Russia’s previously announced decision to cut oil production by 500,000 barrels per day (bpd) in response to EU sanctions will only apply to output in March, Deputy Prime Minister Alexander Novak told reporters on February 21, noting that the policy’s extension would depend on the situation.
Moscow declared in mid-February it would remove the equivalent of 5% of its national oil output from the market next month, stating it would not sell oil to buyers who directly or indirectly adhered to the price caps imposed on Russian crude and petroleum products.
Other members of the OPEC+ oil suppliers’ cartel were not consulted on the matter, Novak had said earlier.
“We will see how the market situation will unfold, and depending on this, decisions will be taken on the market,” the minister said, adding that “the present decision has only been made for March.”

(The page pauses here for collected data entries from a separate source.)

PR #155, opened 2019-09-24
Add control sampler apps for testing

DaveTryon:
#### Describe the change
We occasionally receive "false positive" reports from issues in frameworks, but we have no explicit testing of them. This adds a couple of test apps (one using WinForms, one using WPF) to provide a "sampler" of framework-provided controls. In the short term, we can use this as a baseline for what may require exemptions. In the longer-term, we should create E2E tests to ensure that rule changes don't introduce additional framework-owned errors. Ultimately, we'd probably want to work with the framework teams to be able to fix the issues, then enforce the rules as fixes are introduced.


tools/WpfControlSampler/src/WpfControlSampler/MainWindow.xaml
```diff
@@ -0,0 +1,50 @@
...
+            <TabItem Header="TabItem" AutomationProperties.Name="First Tab">
+                <Grid Background="#FFE5E5E5"/>
+            </TabItem>
+            <TabItem Header="TabItem" AutomationProperties.Name="Second Tab">
+                <Grid Background="#FFE5E5E5"/>
+            </TabItem>
+        </TabControl>
+        <DatePicker HorizontalAlignment="Left" Margin="248,174,0,0" VerticalAlignment="Top" AutomationProperties.Name="Please pick a date"/>
+        <Calendar HorizontalAlignment="Left" Margin="248,224,0,0" VerticalAlignment="Top" AutomationProperties.Name="Monthly snapshot"/>
+
```
jalkire:
```suggestion
```

PR #43, opened 2023-08-17
[Feature] Knowledge Base HTML Output

dgoetzit:
This PR adds the ability to render HTML via a `ViewEntry` in our Filament infolists. This uses a Blade view under the hood which still provides the field label and provides some degree of separation from other fields.

Screenshot 2023-08-16 at 10 52 44 PM


Orrison (changes requested):
Amazing! One minor thing, could we center the prose element or the container? Or perhaps make it the full width of the container? On larger screens the content on the view page ends up looking sort of left-aligned since the element doesn't fill the entire container.

Screenshot 2023-08-17 at 9 01 33 AM

Orrison (approved):

PR #44, opened 2023-08-17
[Feature] Audit enrollment and configuration

Orrison:
Setup for Audit Enrollment and additional configuration.

Now all relationship changes are audited by default without us having to call special helpers.

Sets up CRUD minus create, update, and delete for Audit records.


app-modules/audit/src/Providers/AuditServiceProvider.php
```diff
@@ -11,12 +14,19 @@ class AuditServiceProvider extends ServiceProvider
 {
     public function register()
     {
+        Panel::configureUsing(fn (Panel $panel) => $panel->plugin(new AuditPlugin()));
+
         app('config')->set('audit', require base_path('app-modules/audit/config/audit.php'));
+        app('config')->set('settings', require base_path('app-modules/audit/config/settings.php'));
```
dgoetzit, line 20: We might eventually run into some complications here, as I would think some other modules will potentially need to use Settings as well.

app-modules/audit/tests/AuditTrainUsageTest.php
```diff
@@ -0,0 +1,20 @@
+<?php
```
dgoetzit, line 1: Small typo in file name - "Trait"

app-modules/audit/src/Filament/Actions/AuditAttachAction.php
```diff
@@ -0,0 +1,22 @@
...
+
+namespace Assist\Audit\Filament\Actions;
+
+use OwenIt\Auditing\Contracts\Auditable;
+use Filament\Tables\Actions\AttachAction;
+use Illuminate\Database\Eloquent\Relations\BelongsToMany;
+
+class AuditAttachAction extends AttachAction
+{
+    protected function setUp(): void
```
dgoetzit, line 11: Are we planning to use the custom Attach and Detach actions? Or is this covered by the other work done in setting this up behind the scenes?

dgoetzit (changes requested):
This looks awesome! Just a very minor file name fix and a couple of questions.

app-modules/audit/src/Providers/AuditServiceProvider.php
Orrison: Yeah, my plan was to possibly move this to a general Module at some point soon. Do you think anything would prevent us from moving it later?

app-modules/audit/src/Filament/Actions/AuditAttachAction.php
Orrison: This was covered by the behind-the-scenes work. I just decide to keep them around for a little bit just in case we end up needing them. As this behind-the-scenes work is still a little green feeling to me.

app-modules/audit/database/migrations/2022_12_14_083707_create_settings_table.php
```diff
@@ -0,0 +1,28 @@
...
+
+use Illuminate\Support\Facades\Schema;
+use Illuminate\Database\Schema\Blueprint;
+use Illuminate\Database\Migrations\Migration;
+
+return new class () extends Migration {
+    public function up(): void
+    {
+        Schema::create('settings', function (Blueprint $table): void {
+            $table->id();
```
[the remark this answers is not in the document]
Orrison: Changed to use UUIDs

app-modules/audit/src/Providers/AuditServiceProvider.php
dgoetzit: I don't think so - just wanted to keep it on our radar as it may benefit us to pivot to the other handling we looked into (hierarchical merging) for this case.

dgoetzit (approved):

PR #45, opened 2023-08-17
[Feature] Audit Purging

Orrison:
Add automated Audit purging based on admin configurable retention period

### DIFF
--- a/app-modules/audit/database/migrations/2023_08_16_025823_create_audit_settings.php
+++ b/app-modules/audit/database/migrations/2023_08_16_025823_create_audit_settings.php
@@ -6,7 +6,7 @@ use Spatie\LaravelSettings\Migrations\SettingsMigration;
 return new class () extends SettingsMigration {
     public function up(): void
     {
-        $this->migrator->add('audit.retention_duration', 90);
+        $this->migrator->add('audit.retention_duration_in_days', 90);
         $this->migrator->add('audit.audited_models', AuditableModels::all()->keys());
     }
 };
--- a/app-modules/audit/database/migrations/2023_08_16_025823_create_audit_settings.php
+++ b/app-modules/audit/database/migrations/2023_08_16_025823_create_audit_settings.php
@@ -6,7 +6,7 @@ use Spatie\LaravelSettings\Migrations\SettingsMigration;
 return new class () extends SettingsMigration {
     public function up(): void
     {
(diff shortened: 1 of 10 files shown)


app-modules/audit/database/migrations/2023_08_16_025823_create_audit_settings.php
```diff
@@ -6,7 +6,7 @@
 return new class () extends SettingsMigration {
     public function up(): void
     {
-        $this->migrator->add('audit.retention_duration', 129600);
+        $this->migrator->add('audit.retention_duration', 90);
```
dgoetzit, line 9: I'm wondering if we also need to define a unit, or make this setting more explicit in the code that it's in days.

app-modules/engagement/src/Models/EngagementFile.php
```diff
@@ -73,7 +73,7 @@ public function students(): MorphToMany
             table: 'engagement_file_entities',
             foreignPivotKey: 'engagement_file_id',
             relatedPivotKey: 'entity_id',
-            relation: 'student',
+            relation: 'engagementFiles',
```
dgoetzit, line 76: I think this should remain `student`

dgoetzit (changes requested):
This looks good - just have a couple of suggestions.

app-modules/engagement/src/Models/EngagementFile.php
Orrison: It seems to break when I set it as `student`

app-modules/audit/database/migrations/2023_08_16_025823_create_audit_settings.php
Orrison: Hmm, like perhaps a comment within the settings class for this?

app-modules/engagement/src/Models/EngagementFile.php
dgoetzit: That's odd 🤔

Orrison: I'll continue to look into it more. But this change has it working now

app-modules/audit/database/migrations/2023_08_16_025823_create_audit_settings.php
Orrison: Fixed, went with option #1 for now

PR #46, opened 2023-08-21
[Feature] Socialite setup and Azure Provider Setup

Orrison:
Sets up Socialite and the Azure provider for Socialite.

If the correct `.env` credentials are set, a "Login with Azure SSO" button should now be on the login page.

This will allow a User to authenticate with Azure and get access to the application. Currently, it sets no roles or anything. Logout will also detect whether or not the User logged in with Socialite. If they did, we will log them out via the SSO URL.
We may give the User an option to log out of just the app or the SSO provider entirely (like it does not) later on.


dgoetzit (approved):
Looks great!

PR #49, opened 2023-08-23
[Feature] Engagement CRUD

dgoetzit:
This PR introduces the basic CRUD needed for Engagements, in addition to:

- A dead simple notification for Engagements that Engagement data is injected into
- A job that will pick up undelivered Engagements every minute and deliver them via the correct channel (email, sms)

There is still more testing necessary here, as well as some other small touch ups and improvements, but most of that will be done in a separate PR when introducing the ability to send texts to Students/Prospects.

I decided to remove the `BaseModel` extension from Student, Enrollment, and Program as they are the lone exceptions to our UUID paradigm. Let me know if you want to discuss this further.


app-modules/engagement/src/Console/Commands/DeliverEngagements.php
```diff
@@ -0,0 +1,18 @@
+<?php
+
+namespace Assist\Engagement\Console\Commands;
+
+use Illuminate\Console\Command;
+use Assist\Engagement\Actions\DeliverEngagements as DeliverEngagementsJob;
+
+class DeliverEngagements extends Command
```
dgoetzit, line 8: This command is mostly just useful for local testing.

app-modules/engagement/src/Actions/EngagementEmailChannelDelivery.php
```diff
@@ -0,0 +1,24 @@
...
+            ->deliverable
+            ->engagement
+            ->recipient
+            ->notify(new EngagementNotification($this->deliverable));
+
+        // TODO We need to ensure that the notification was successfully delivered
+        // Before marking this as such
+        // This can probably be extracted into the QueuedEngagementDelivery,
+        // as we can figure out how to return the result of the `deliver()`
+        // Method and process the results there...
```
Orrison, line 21: Perhaps we can hook into https://laravel.com/docs/10.x/notifications#notification-events

app-modules/engagement/src/Models/EngagementDeliverable.php
```diff
@@ -0,0 +1,96 @@
...
+        ]);
+    }
+
+    public function deliver(): void
+    {
+        match ($this->channel) {
+            EngagementDeliveryMethod::EMAIL => EngagementEmailChannelDelivery::dispatch($this),
+            EngagementDeliveryMethod::SMS => EngagementSmsChannelDelivery::dispatch($this),
+            default => throw new UnknownDeliveryMethodException("Delivery channel '{$this->channel}' is not supported."),
+        };
```
Orrison, line 94: It may be nice to move this into the channel ENUM itself. That way, it can be like `$this->channel->deliver()`

Orrison (approved):
Looks great! Just a couple of non-blocking comments

Orrison:
@dgoetzit feel free to merge this in once you have had a chance to review my comments and mark the tasks as complete

app-modules/engagement/src/Actions/EngagementEmailChannelDelivery.php
dgoetzit: Yup! Will definitely do so as this integration grows.

app-modules/engagement/src/Models/EngagementDeliverable.php
dgoetzit: My only hesitation with this is it then requires the enum method to also accept the deliverable instance.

Companies will make cuts that are proportionate to their overall production, according to Novak, and will affect only crude oil and not condensate supply.

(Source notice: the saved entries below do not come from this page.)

PR #52, opened 2023-08-23
[Feature] Subscribe to student

Orrison:
Sets up Student Subscription handling the following items:

https://engage.canyongbs.com/workgroups/group/3/tasks/task/view/191/
https://engage.canyongbs.com/workgroups/group/3/tasks/task/view/193/
https://engage.canyongbs.com/workgroups/group/3/tasks/task/view/195/

### DIFF
--- a/app-modules/notifications/src/Models/Contracts/Subscribable.php
+++ b/app-modules/notifications/src/Models/Contracts/Subscribable.php
@@ -1,0 +1,16 @@
+<?php
+
+namespace Assist\Notifications\Models\Contracts;
+
+use Illuminate\Database\Eloquent\Model;
+
+/**
+ * Interface Subscribable
+ *
+ * @property string $id
+ *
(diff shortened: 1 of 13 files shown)


app-modules/notifications/src/Models/Contracts/Subscribable.php
```diff
@@ -0,0 +1,16 @@
+<?php
```
dgoetzit, line 1: Planning to add the `subscriptions()` relation requirement here?

dgoetzit (approved):
Looks great! Left one non-blocking question, but I think it's probably taken care of in subsequent work.

app-modules/notifications/src/Models/Contracts/Subscribable.php
Orrison: Ah yeah I can add that in later

PR #54, opened 2023-08-24
[Feature] Subscription list filtering | Subscription on Student List View | Auto Subscribe arch on case

Orrison:
- Adds the ability to filter the Student List based on whether or not you are subscribed
- Can subscribe/unsubscribe via Student Liste view
- Auto subscribe for CaseItem and EngagementFile


app-modules/notifications/src/Models/Contracts/Subscribable.php
```diff
@@ -11,6 +11,4 @@
  *
  * @mixin Model
  */
-interface Subscribable
-{
-}
+interface Subscribable {}
```
dgoetzit, line 14: Do we still need this with the introduction of `CanTriggerAutoSubscription`?

app-modules/notifications/src/Listeners/NotifyUserOfSubscriptionCreated.php
```diff
@@ -0,0 +1,18 @@
...
+use Assist\Notifications\Events\SubscriptionCreated;
+
+class NotifyUserOfSubscriptionCreated implements ShouldQueue
+{
+    public function handle(SubscriptionCreated $event): void
+    {
+        Notification::make()
+            ->status('success')
+            ->title("You have been subscribed to {$event->subscription->subscribable->full}")
+            ->sendToDatabase($event->subscription->user);
```
dgoetzit, line 16: Do you think we might also want to deliver these via mail? 

An idea to consider for some flexibility: Standard Laravel notifications via `mail()` and `toArray()` channels. Send the DB notification immediately, delay the mail notification. If the user has read the DB notification, don't send the mail when we run a check after the delay has elapsed.

app-modules/notifications/src/Models/Contracts/CanTriggerAutoSubscription.php
```diff
@@ -0,0 +1,8 @@
+<?php
+
+namespace Assist\Notifications\Models\Contracts;
+
+interface CanTriggerAutoSubscription
```
dgoetzit, line 5: I wonder if because this is a contract, the name should be `TriggersAutoSubscription`, just so it doesn't sound like implementing is an option as opposed to a requirement.

app-modules/notifications/src/Actions/SubscriptionCreate.php
```diff
@@ -0,0 +1,27 @@
...
+
+class SubscriptionCreate
+{
+    public function handle(User $user, Subscribable $subscribable, bool $throwUniqueException = true): void
+    {
+        try {
+            $user->subscriptions()->create([
+                'subscribable_id' => $subscribable->getKey(),
+                'subscribable_type' => $subscribable->getMorphClass(),
+            ]);
```
dgoetzit, line 18: Should we try to first find an existing but deleted instance of this relationship? Or is the intention with the subscription soft delete to have a more fine grained historical trace (beyond the audit) of exactly when a user might have subscribed/unsubscribed from a Student/Prospect?

dgoetzit (approved):
Great work on this @Orrison!

I have a few questions/suggestions, but nothing that should prevent this from being merged in. We can address any feedback in subsequent PRs.

app-modules/notifications/src/Models/Contracts/Subscribable.php
Orrison: We do; this is the interface for the Subscribable Model (i.e. `Student` and `Prospect`) whereas `CanTriggerAutoSubscription` is for the related Models that can trigger an Auto Subscription like `CaseItem`

app-modules/notifications/src/Listeners/NotifyUserOfSubscriptionCreated.php
Orrison: Hmm, interesting. We could want to do that at some point.

Is it possible to wrap the logic into a Laravel Notification that could trigger either an email or Filament Notification? That way we have notifications in a central place.

app-modules/notifications/src/Actions/SubscriptionCreate.php
Orrison: I debated this in my head for a while, and I landed on deleting them and creating new records because I think data may soon be stored on a Subscription.

For example, the `via` concept we discussed where we could set "why" they were subscribed (i.e., direct subscription, touching a related item, etc.)

And I figured that we would want to retain that data rather than overwrite it.

app-modules/notifications/src/Listeners/NotifyUserOfSubscriptionCreated.php
dgoetzit: Yes - I think we'd be able to do that by just adding the `toDatabase()` method in our Laravel notification, and dispatching the Filament notification within that method.

app-modules/notifications/src/Actions/SubscriptionCreate.php
dgoetzit: Ahh yeah - that's a great point.

app-modules/notifications/src/Models/Contracts/CanTriggerAutoSubscription.php
Orrison: That's a good point, I am going to continue work on adding tests to this so I can change the name then

PR #56, opened 2023-08-29
[Feature] Add ability to receive texts

dgoetzit:
This PR introduces:

- The basic setup of consuming incoming webhooks
- The ability to receive texts from a webhook endpoint
- The ability to create an Engagement from the Student resource

TODOS and more tests will be addressed in the subsequent bulk PR work in order to not bloat this PR even more.


app-modules/assist-data-model/src/Filament/Resources/StudentResource/RelationManagers/EngagementsRelationManager.php
```diff
@@ -0,0 +1,127 @@
...
+                    }),
+            ]);
+    }
+
+    public function afterCreate(Engagement $engagement, array $deliveryMethods): void
+    {
+        $createDeliverablesForEngagement = resolve(CreateDeliverablesForEngagement::class);
+
+        $createDeliverablesForEngagement($engagement, $deliveryMethods);
+    }
```
Orrison, line 126: Just curious about your thoughts on whether or not this is something that should be handled by `created` event/listeners for `Engagement`?

app-modules/engagement/src/Actions/FindEngagementResponseSender.php
```diff
@@ -0,0 +1,25 @@
...
+use Assist\Prospect\Models\Prospect;
+use Assist\AssistDataModel\Models\Student;
+use Assist\Engagement\Exceptions\UnknownEngagementSenderException;
+
+class FindEngagementResponseSender
+{
+    public function __invoke(string $phoneNumber): Student|Prospect
+    {
+        // Student currently takes priority, but determine if we potentially want to store this response
+        // For *all* potential matches instead of just a singular result.
```
Orrison, line 14:
```suggestion
        // For *all* potential matches instead of just a singular result.
        // TODO: Make use of shared Student/Prospect implementation
```

I am adding this TODO here as I would like to discuss with you adding an interface, called `Entity` or `StudentEntity`.
It would enforce methods such as `getName()` and `getMobile()` so we can ensure that everywhere that we need to get the same value from either Model we know that no changes in the system would require changing what that column name is.

Orrison (approved):
Looks great! Just a couple of comments, but nothing blocking.

Feel free to merge in.

app-modules/assist-data-model/src/Filament/Resources/StudentResource/RelationManagers/EngagementsRelationManager.php
dgoetzit: I think it certainly can. Either way, we need to hook into functionality after the model is created in Filament, because we are reliant on the extra form fields that provide this information. But that's probably a slightly better way to handle this.

PR #72, opened 2023-09-08
[ASSIST-321] More robust Engagement Batch testing

dgoetzit:
This PR introduces more robust testing, and slightly more optimized dispatching of the Engagement Batch jobs.


app-modules/engagement/src/DataTransferObjects/EngagementBatchCreationData.php
```diff
@@ -0,0 +1,16 @@
...
+use App\Models\User;
+use Spatie\LaravelData\Data;
+use Illuminate\Support\Collection;
+
+class EngagementBatchCreationData extends Data
+{
+    public function __construct(
+        public User $user,
+        public Collection $records,
+        public array $data
```
Orrison, line 14: I think it may be preferred to use this DTO to ensure we don't have to pull items out of an array that we in the future, or static analysis, doesn't know exists post set.

Could we create properties for each item like `subject`, `delivery_methods`, etc. here and make items nullable and initially set to `null` that are optional, etc?

That way in `CreateEngagementBatch` we can call `$this->data->subject`.

dgoetzit: Sure - I'll make that adjustment.

Orrison (approved):

PR #74, opened 2023-09-08
[ASSIST-337] Remove ID presentation in list view of Service Request and Knowledge Base

dgoetzit:


Orrison (changes requested):
This looks good, but looks like a test needs to be adjusted.

Orrison (approved):

PR #78, opened 2023-09-12
[ASSIST-351, 352, 355, 357, 359]: Logo: User Story 1: Adding Theme Settings to the Settings Menu

danharrin:
The large line reduction is due to the fact that I removed an unused `composer.lock` file from the audit module while working.

https://github.com/canyongbs/assistforhighered-2/assets/41773797/ef0d1d41-8ef2-4695-ab15-6755b9f0991b


app-modules/audit/composer.json
```diff
@@ -6,9 +6,7 @@
   "license": "proprietary",
   "require": {
     "filament/filament": "^3.0",
-    "owen-it/laravel-auditing": "dev-feature/queued-auditing@dev",
-    "spatie/laravel-settings": "^3.2",
-    "filament/spatie-laravel-settings-plugin": "^3.0"
```
Orrison, line 11: It's fine that we moved these two to be dependencies in the root `composer.json` because we are using them in the root Laravel setup now as well.

But we may want to leave them here too. To keep continuity that this Module requires these items.

What do you think @dgoetzit and @danharrin?

app-modules/theme/src/Providers/ThemeServiceProvider.php
```diff
@@ -0,0 +1,15 @@
+<?php
+
+namespace Assist\Theme\Providers;
+
+use Filament\Panel;
+use Assist\Theme\ThemePlugin;
+use Illuminate\Support\ServiceProvider;
+
+class ThemeServiceProvider extends ServiceProvider
```
Orrison, line 9: If you could bring back the `boot()` with the empty morph map and the permission registry. Take a look at another Module for an example.

Those should be in all modules regardless and will be used a little bit later.

Orrison (changes requested):

app-modules/audit/composer.json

Under Russia’s commitments under OPEC+’s current production deal, Russia can produce up to 10.48mn bpd of oil next month. It has been producing less than its quotas in recent months as a result of fallout from Western sanctions, however, with production averaged only 9.8-9.9mn bpd in January.
Meanwhile, OPEC+’s de-facto head, Saudi Arabian Energy Minister Prince Abdulaziz bin Salman Al-Saud, said last week that it would stick with the quotas that were agreed in October. He cited concern about the outlook for Chinese demand as a reason not to release more barrels onto the market.
“The Chinese economy’s unlocking and because of that you will have demand and what have you, but we all went through the cycles of openings and lockdowns and therefore what assurances [would we have] and the world have that none of what we went through, all of us, every country, will not be repeated?,” he said in an interview with Energy Aspects.